PR #1737, opened 2024-07-12
Use `PackageType::Lib` by default

swernli:
In most places, we already used the `PackageType::Lib` by default, but not in the language service. With more library authoring expected in the future, this tweaks the user experience to avoid errors for missing entry point until the Q# program as run. As part of these changes, the behavior of the entry point check is updated to always provide feedback for other entry point related errors (like duplicates) but only return an error on missing entry point if the compilation is for an executable.

Of note, this does NOT remove the configuration option for `packageType` in the qsharp.json, which we can do as a follow up if needed.

This does update the error string that pops up when failing to run/debug the Q#. If the program is missing an entry point, a more specific error message is returned:
image

and the generic compilation failure message is also updated:
image

### DIFF
--- a/compiler/qsc_passes/src/entry_point.rs
+++ b/compiler/qsc_passes/src/entry_point.rs
@@ -4,6 +4,8 @@
 #[cfg(test)]
 mod tests;
 
+use crate::PackageType;
+
 use super::Error as PassErr;
 use miette::Diagnostic;
 use qsc_data_structures::span::Span;
@@ -44,13 +46,14 @@ pub enum Error {
 pub(super) fn generate_entry_expr(
     package: &mut Package,
     assigner: &mut Assigner,
+    package_type: PackageType,
 ) -> Vec<super::Error> {
     if package.entry.is_some() {
         return vec![];
     }
     let callables = get_callables(package);
 
-    match create_entry_from_callables(assigner, callables) {
+    match create_entry_from_callables(assigner, callables, package_type) {
         Ok(expr) => {
             package.entry = Some(expr);
             vec![]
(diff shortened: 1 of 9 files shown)


compiler/qsc_passes/src/entry_point.rs
```diff
@@ -44,13 +46,14 @@ pub enum Error {
...
     assigner: &mut Assigner,
+    package_type: PackageType,
 ) -> Vec<super::Error> {
     if package.entry.is_some() {
         return vec![];
     }
     let callables = get_callables(package);
 
-    match create_entry_from_callables(assigner, callables) {
+    match create_entry_from_callables(assigner, callables, package_type) {
```
billti, line 56: I'm surprised to see PackageType wired through in more places now. I had expected PackageType would just go away, and we now just have projects, and in a project you _may_ add an entry point attribute to an operation, and if you try to directly run a project with a) No entrypoint attribute, b)  No 'Main' operation, and c) No entry expression provided (such as in a launch.json or such), then you get a runtime/launch error.

Or is my overly simplified view of the world an unrealistic fantasy :-)

billti: (I guess for compilation you need to locate it also)

swernli: We still need to have the concept internally of "compile and require an entry point, give me a nice error if you can't find one" for run and debug in VS Code and execution in playground/QCOM editors. Everything else can use Lib, but those are still Exe. So the result of this work is the change in user experience and opening the door to removing the setting from the qsharp.json so users never need to know the concept, but the compiler still needs the distinction.

For clarity, we could in a future refactoring change the name of the variables and the enum to indicate the simple thing this represents: is entry point required. But with this proposed change that refactor becomes an internal design question rather than a user experience question.

billti (approved):

PR #1738, opened 2024-07-12
Playground doesn't support implicit namespaces

### LINKED ISSUE #1653: Playground doesn't support implicit namespaces
It appears that  the playground is assigning numbers to sources even though the name `"code"` is passed in as the source name? I haven't dug in too deeply.

image

Pretty simple repro, just use an implicit namespace on the playground.

swernli:
Fixes #1653

### DIFF
--- a/playground/src/editor.tsx
+++ b/playground/src/editor.tsx
@@ -241,7 +241,16 @@ export function Editor(props: {
     });
 
     editor.current = newEditor;
-    const srcModel = monaco.editor.createModel(props.code, "qsharp");
+    const srcModel =
+      monaco.editor.getModel(
+        monaco.Uri.parse(props.kataExercise?.id ?? "main.qs"),
+      ) ??
+      monaco.editor.createModel(
+        "",
+        "qsharp",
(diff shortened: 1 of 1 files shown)


ScottCarda-MS (approved):
Seem to work for me when I tested it out.

playground/src/editor.tsx
```diff
@@ -241,7 +241,16 @@ export function Editor(props: {
...
     editor.current = newEditor;
-    const srcModel = monaco.editor.createModel(props.code, "qsharp");
+    const srcModel =
+      monaco.editor.getModel(
+        monaco.Uri.parse(props.kataExercise?.id ?? "main.qs"),
+      ) ??
+      monaco.editor.createModel(
+        "",
+        "qsharp",
+        monaco.Uri.parse(props.kataExercise?.id ?? "main.qs"),
```
billti, line 251: Look at you with all your fancy JS operators. We'll make a TypeScript dev out of you yet! :wink:

billti (approved):

PR #1739, opened 2024-07-15
Move all samples testing to Rust unit tests

swernli:
This expands the unit tests in the samples_test folder to include testing of all samples, including compilation of resource estimation samples, compilation of dynamically discovered qsharp.json projects, and compile and run of language samples. With these additions, the build script no longer needs to compile the qsc cmdline tool and can skip the cmdline based compilation of samples, so the build.py file is updated here to remove those.


idavis:
@swernli How do I debug a failing test?

swernli:
> @swernli How do I debug a failing test?

You can debug each module, which will launch the debugger for the tests covered by that module (each test in it's own thread):
image

You can also ctl/cmd + click on the file name in the include macro to jump to the build-time generated file and set breakpoints inside of individual test cases.

swernli:
I changed the file generation strategy to split the difference between these being pure build artifacts and being checked in source files. Now the test files are generated to the src folder so they can used and debugged like normal tests, but they are added to the gitignore so that aren't part of the source-controlled content.

idavis (approved):

PR #1740, opened 2024-07-15
VSCode shows documentation by package

DmitryVasilevsky:
Changed the way generated API documentation is shown in vscode. Also affects published documentation.
* Items are sorted by package (current project first, then direct dependencies, then standard library, then core library), then by namespace, then by item name.
* Fully qualified names are shown for items instead of just item names. Fully qualified names include package alias (if any), namespace and item name. For example, Length is shown as Microsoft.Quantum.Core.Length.
* As namespace and package alias is now part of the title, a separate line with the namespace is removed.

This change does NOT address https://github.com/microsoft/qsharp/issues/1823


compiler/qsc_doc_gen/src/generate_docs.rs
```diff
@@ -140,51 +158,110 @@ pub fn generate_docs(
...
+        (
+            file.0.package.clone(),
+            file.0.namespace.clone(),
+            file.0.name.clone(),
+        )
+    });
+
+    let mut result: Files = files
+        .into_iter()
+        .map(|(metadata, name, content)| (name, Arc::from(metadata.to_string().as_str()), content))
```
ScottCarda-MS, line 227: Files and FilesWithMetadata are both maintained only in this file. In this conversion, I see the ordering of their fields differs. It would be good if they had the same ordering of fields, as that would make reasoning between the two a little more straightforward.

ScottCarda-MS (approved):

billti:
Playing around with some sample projects, and I'm not sure we need the type to be part of the header (e.g. 'operation' or 'user defined type'). Especially as we show the definition immediately below the header anyway

image

billti:
p.s. All the docs still use the `Microsoft.` namespace also. Where did we land on either adding or migrating to `std` for the docs? CC @sezna

compiler/qsc_doc_gen/src/generate_docs.rs
```diff
@@ -140,51 +158,110 @@ pub fn generate_docs(
...
         compilation: &compilation,
     };
 
     let mut toc: FxHashMap<Rc<str>, Vec<String>> = FxHashMap::default();
-    for (_, unit) in &compilation.package_store {
+
+    for (package_id, unit) in &compilation.package_store {
+        let is_current_package = compilation.current_package_id == Some(package_id);
+        let package_kind;
+        match package_id {
```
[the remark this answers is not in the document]
DmitryVasilevsky: I don't like to mix assignment with the 'continue' even if it's allowed. I'll change match to if-else chain.

compiler/qsc_doc_gen/src/generate_docs.rs
DmitryVasilevsky: Updated.

compiler/qsc_doc_gen/src/generate_docs/tests.rs
```diff
@@ -27,9 +27,7 @@ fn docs_generation() {
         qsharp.summary: "Returns the number of elements in the input array `a`."
         ---
 
-        # Length function
-
-        Namespace: Microsoft.Quantum.Core
+        # Microsoft.Quantum.Core.Length function
```
billti, line 30: Why did we change the primary heading to include the full namespace? The main heading reads cleaner when shorter, and including the namespace makes it a little awkward when shortly we want to add another namespace in the docs (e.g. mention it is also available in the `std.` namespace).

billti: With the docs popping up in a side pane, making the header really long by including the namespace can be pretty ugly.

image

We can live with it for now to get 1.8 out, but please open a tracking issue to improve by changing it back the way it was for a follow up release.

DmitryVasilevsky: I believe this was the result of the discussion on what to do with the namespaces and package aliases. @swernli , if I'm not mistaken, you were the main proponent of this, but maybe I'm wrong. I'm don't have strong opinion if that should be included in the title or not. But if we don't include fully qualified name in the title, we should include it somewhere else in the description - and that part we couldn't agree on. Any suggestions?

billti: > But if we don't include fully qualified name in the title, we should include it somewhere else in the description - and that part we couldn't agree on.

The namespace used to be right underneath it. You can see it was deleted in the diff.

Anyways, as mentioned, just resolve this comment and merge for now. There's some other clean-up in this area and the 'std' addition to figure out, so we'll revisit later. Thanks.

DmitryVasilevsky: > The namespace used to be right underneath it. You can see it was deleted in the diff.

Yes. But now it's not just namespace, it's also the package alias (when it is present). And if you use the same library in two different projects with two different aliases, saying just 'namespace' could be confusing. Now we could say something like 'fully qualified name', but that includes the name as well.

It's actually easy to change this now and still open an issue.

DmitryVasilevsky: I updated the code to include only the item name in the title and fully qualified name in the body of the doc.

compiler/qsc_doc_gen/src/generate_docs.rs
```diff
@@ -211,17 +283,23 @@ fn get_namespace(package: &Package, item: &Item) -> Option<Rc<str>> {
...
     let doc = increase_header_level(&item.doc);
     let title = &metadata.title;
+    let fqn = &metadata.fully_qualified_name();
     let sig = &metadata.signature;
 
     let content = format!(
         "# {title}
 
-Namespace: {ns}
+Fully qualified name: {fqn}
```
sezna, line 302: approving for now, but did we decide to also include "also available as Std.___" in a future change?

sezna (approved):

compiler/qsc_doc_gen/src/generate_docs.rs
DmitryVasilevsky: Yes. I will open an issue for that.

DmitryVasilevsky: https://github.com/microsoft/qsharp/issues/1866

PR #1744, opened 2024-07-16
Noisy Simulator: fix clippy lints, better docs, add unit tests, bug fix

orpuente-MS:
This PR contains some general maintenance for the `noisy_simulator` which is still in an experimental state. It contains:
 - Clippy lints fixes.
 - Better docstrings.
 - More unit tests.
 - A bug fix in `noisy_simulator/src/state_vector_simulator.rs: Line 58`.
 - Changes the Operation __init__ type hint in the python API to take `Any` instead of `List[List[List[complex]]]`.


noisy_simulator/src/instrument.rs
```diff
@@ -102,7 +108,8 @@ fn summed_kraus_operators(operations: &[Operation]) -> Result<Vec<SquareMatrix>,
                 .iter()
                 .map(|k| {
                     // This code is doing the equivalent to:
-                    // choi_matrix += vec(K) * vec(K)^dagger
+                    // choi_matrix += vec(K) * vec(K*)
+                    // where * denotes the complex conjugate
```
swernli, line 112: Nitpick: it seems a little odd to use `*` for both multiplication and conjugate. Another option to consider would be `Kdg` or `Kadj` for dagger and adjoint respectively. I've seen both used in a lot of code, and I tend toward the adjoint variation myself, though either would be fine.

swernli (approved):
Changed look good. One minor quirk: I think this needs a rebase on main that drops the individual commits from the initial noisy simulator work. The PR shows 78 commits and many of them are from 20 days ago in your previous branch.

orpuente-MS:
> Changes look good. One minor quirk: I think this needs a rebase on main that drops the individual commits from the initial noisy simulator work. The PR shows 78 commits and many of them are from 20 days ago in your previous branch.

Thanks for the help with this!

noisy_simulator/src/instrument.rs
```diff
@@ -102,7 +108,9 @@ fn summed_kraus_operators(operations: &[Operation]) -> Result<Vec<SquareMatrix>,
                 .iter()
                 .map(|k| {
                     // This code is doing the equivalent to:
-                    // choi_matrix += vec(K) * vec(K)^dagger
+                    // choi_matrix += vectorized(K) * vectorized(K).adjoint()
+                    // Note that if you multiply a row vector times a column
```
billti, line 112: Is this back-to-front? I thought if you multiple a column vector by a row vector you get a matrix (i.e, a density matrix is `|ψ><ψ|`), but a row vector times a column vector is like an inner product and gives you a scalar.

noisy_simulator/src/state_vector_simulator.rs
```diff
@@ -55,7 +55,7 @@ impl StateVector {
             )));
         }
 
-        if data.len() != dimension * dimension {
+        if data.len() != dimension {
```
billti, line 58: Was this just a bug before then being fixed here? How did it get missed (and found)?

billti (approved):

noisy_simulator/src/state_vector_simulator.rs
orpuente-MS: It was missed because this path only gets hit when you are using it from Python and save the state to a variable, and then set back that state to the simulator again. And I was missing a unit test for that.

noisy_simulator/src/instrument.rs
orpuente-MS: Ah, yes, you are right! Nice catch.

PR #1747, opened 2024-07-17
Fire telemetry event when a github dependency is fetched

sezna:
As the title says -- simple enough.

### DIFF
--- a/vscode/src/projectSystem.ts
+++ b/vscode/src/projectSystem.ts
@@ -248,6 +248,9 @@ export async function fetchGithubRaw(
   const uri = `${githubEndpoint}/${owner}/${repo}/${ref}/${pathNoLeadingSlash}`;
   log.info(`making request to ${uri}`);
   const response = await fetch(uri);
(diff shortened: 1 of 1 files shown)


vscode/src/projectSystem.ts
```diff
@@ -247,6 +248,11 @@ export async function fetchGithubRaw(
   const uri = `${githubEndpoint}/${owner}/${repo}/${ref}/${pathNoLeadingSlash}`;
   log.info(`making request to ${uri}`);
   const response = await fetch(uri);
```
billti, line 250: Network errors (including CORS) cause the `await fetch` to throw, in which case it will never get to the sendTelemetryEvent line.

That said, we only support GitHub (which should never see a CORS error), and if there are network issues telemetry probably wont send either, so may be fine. Maybe worth a comment to note for future readers though.

billti (approved):

ScottCarda-MS (approved):

PR #1754, opened 2024-07-19
Avoid spurious errors in Q# git diffs

swernli:
This change updates the logic in `isQsharpDocument` to make sure the language service doesn't generate spurious errors from treating the left-hand side of the diff as a Q# file.

### DIFF
--- a/vscode/src/common.ts
+++ b/vscode/src/common.ts
@@ -2,6 +2,7 @@
 // Licensed under the MIT License.
 
 import { TextDocument, Uri, Range, Location } from "vscode";
+import { Utils } from "vscode-uri";
 import { ILocation, IRange, IWorkspaceEdit } from "qsharp-lang";
 import * as vscode from "vscode";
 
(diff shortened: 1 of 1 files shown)


vscode/src/common.ts
```diff
@@ -2,14 +2,19 @@
...
 
 export const qsharpLanguageId = "qsharp";
 
 // Returns true for all Q# documents, including unsaved files, notebook cells, etc.
 export function isQsharpDocument(document: TextDocument): boolean {
-  return document.languageId === qsharpLanguageId;
+  return (
+    document.languageId === qsharpLanguageId &&
+    (Utils.extname(document.uri) === ".qs" || document.isUntitled) &&
+    document.uri.scheme !== "git"
```
billti, line 16: In many language service the language service does work fine in a diff view, e.g. Rust as shown below. I use this quite a bit when looking at PRs to navigate through code. Does this last line break that?

image

swernli: Thankfully, it does. I'm not 100% sure how VSCode identifies the difference between the two sides, but I believe it has to do with the `git` scheme that I check for which lets each side be treated as a separate buffer (the right side does not appear to have this scheme and is instead a view onto the on-disk file). The change made it so that the left-hand side no longer produces the errors while the right-hand side behaves like a normal editor (including run/debug support, but without code lenses, which matches my experience with Rust).

Before the change:

image

After the change:

image

I tested in the local web editor environment (the one you get when running `npm start` in the vscode folder) and the behavior seemed good. What I'm not sure of is how this behaves on github.dev; hopefully that environment doesn't play fast and loose with that `git` URI scheme.

billti (approved):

═══

Task description: Go through the data above and tally every line that includes "https". State only the total.

Written solution: 2